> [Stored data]
PR #709, opened 2026-05-06
Add `has duplicates` to list, and let `remove` return a boolean of whether items were removed

noamr:
These algorithms are currently defined in the sanitizer spec, and seem like they belong in infra instead.

***
<a href="https://whatpr.org/infra/709.html" title="Last updated on May 7, 2026, 11:25 AM UTC (6fc6344)">Preview</a> | <a href="https://whatpr.org/infra/709/994009c...6fc6344.html" title="Last updated on May 7, 2026, 11:25 AM UTC (6fc6344)">Diff</a>

### DIFF
--- a/infra.bs
+++ b/infra.bs
@@ -1712,16 +1712,19 @@ To <dfn export for=list>remove duplicates</dfn> from a <a>list</a> <var>list</va
 </div>
 
 <div algorithm=has-duplicates>
-To check if a <a>list</a> |list| <dfn export for=list>has duplicates</dfn>, perform the following steps:
+To check if a <a>list</a> |list| <dfn export for=list>has duplicates</dfn>:
 
 <ol>
- <li><p>Let <var>result</var> be an empty <a>list</a>.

> [Work request] Starting from the line holding "These algorithms are", restate the remaining lines of the data word for word, including the last.

> [Response to this exercise]
These algorithms are currently defined in the sanitizer spec, and seem like they belong in infra instead.

***
<a href="https://whatpr.org/infra/709.html" title="Last updated on May 7, 2026, 11:25 AM UTC (6fc6344)">Preview</a> | <a href="https://whatpr.org/infra/709/994009c...6fc6344.html" title="Last updated on May 7, 2026, 11:25 AM UTC (6fc6344)">Diff</a>

### DIFF
--- a/infra.bs
+++ b/infra.bs
@@ -1712,16 +1712,19 @@ To <dfn export for=list>remove duplicates</dfn> from a <a>list</a> <var>list</va
 </div>
 
 <div algorithm=has-duplicates>
-To check if a <a>list</a> |list| <dfn export for=list>has duplicates</dfn>, perform the following steps:
+To check if a <a>list</a> |list| <dfn export for=list>has duplicates</dfn>:
 
 <ol>
- <li><p>Let <var>result</var> be an empty <a>list</a>.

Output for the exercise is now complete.